## WHAT IS BEING ASKED:
Could you return every line of the material that contains the word "which"?

## STUDY MATERIAL:
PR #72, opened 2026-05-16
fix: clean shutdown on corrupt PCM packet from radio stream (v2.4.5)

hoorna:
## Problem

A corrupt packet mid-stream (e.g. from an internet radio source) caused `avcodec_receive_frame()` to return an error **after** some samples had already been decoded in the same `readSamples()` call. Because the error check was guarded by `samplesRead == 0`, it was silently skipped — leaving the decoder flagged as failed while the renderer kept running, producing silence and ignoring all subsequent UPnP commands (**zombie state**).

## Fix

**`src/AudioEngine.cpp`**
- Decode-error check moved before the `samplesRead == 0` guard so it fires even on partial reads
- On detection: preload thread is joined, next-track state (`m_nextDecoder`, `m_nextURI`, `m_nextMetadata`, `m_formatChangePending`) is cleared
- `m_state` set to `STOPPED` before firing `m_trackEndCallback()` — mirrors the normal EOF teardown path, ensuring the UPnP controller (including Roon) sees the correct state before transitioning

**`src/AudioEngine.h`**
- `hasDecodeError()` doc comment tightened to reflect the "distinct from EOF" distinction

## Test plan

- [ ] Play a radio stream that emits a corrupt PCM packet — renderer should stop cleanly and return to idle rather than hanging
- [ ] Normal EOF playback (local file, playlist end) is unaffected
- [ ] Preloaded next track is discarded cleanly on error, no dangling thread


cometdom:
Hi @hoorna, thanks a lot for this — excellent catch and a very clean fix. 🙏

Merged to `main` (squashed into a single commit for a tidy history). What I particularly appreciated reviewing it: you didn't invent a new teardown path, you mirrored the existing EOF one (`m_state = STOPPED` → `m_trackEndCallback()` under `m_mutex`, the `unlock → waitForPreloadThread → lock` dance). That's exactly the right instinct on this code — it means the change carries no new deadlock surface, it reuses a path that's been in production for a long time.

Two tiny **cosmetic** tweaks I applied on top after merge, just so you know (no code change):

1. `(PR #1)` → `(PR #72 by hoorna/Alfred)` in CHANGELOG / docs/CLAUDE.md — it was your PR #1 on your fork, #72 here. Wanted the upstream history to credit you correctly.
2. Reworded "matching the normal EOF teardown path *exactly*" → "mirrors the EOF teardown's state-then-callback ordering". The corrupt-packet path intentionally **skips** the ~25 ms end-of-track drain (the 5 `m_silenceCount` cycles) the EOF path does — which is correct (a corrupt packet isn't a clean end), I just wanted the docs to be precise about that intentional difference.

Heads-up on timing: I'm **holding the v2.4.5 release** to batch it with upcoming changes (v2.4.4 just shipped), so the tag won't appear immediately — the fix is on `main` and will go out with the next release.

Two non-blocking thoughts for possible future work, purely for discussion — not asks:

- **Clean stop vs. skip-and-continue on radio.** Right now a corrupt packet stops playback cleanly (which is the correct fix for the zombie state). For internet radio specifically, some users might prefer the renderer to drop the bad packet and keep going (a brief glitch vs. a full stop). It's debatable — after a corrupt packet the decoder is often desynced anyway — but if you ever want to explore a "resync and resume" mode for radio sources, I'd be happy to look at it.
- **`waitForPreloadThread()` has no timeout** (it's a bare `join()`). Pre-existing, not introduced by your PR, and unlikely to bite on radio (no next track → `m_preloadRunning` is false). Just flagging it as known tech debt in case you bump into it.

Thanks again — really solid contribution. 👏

## WRITTEN RESPONSE:
2. Reworded "matching the normal EOF teardown path *exactly*" → "mirrors the EOF teardown's state-then-callback ordering". The corrupt-packet path intentionally **skips** the ~25 ms end-of-track drain (the 5 `m_silenceCount` cycles) the EOF path does — which is correct (a corrupt packet isn't a clean end), I just wanted the docs to be precise about that intentional difference.
- **Clean stop vs. skip-and-continue on radio.** Right now a corrupt packet stops playback cleanly (which is the correct fix for the zombie state). For internet radio specifically, some users might prefer the renderer to drop the bad packet and keep going (a brief glitch vs. a full stop). It's debatable — after a corrupt packet the decoder is often desynced anyway — but if you ever want to explore a "resync and resume" mode for radio sources, I'd be happy to look at it.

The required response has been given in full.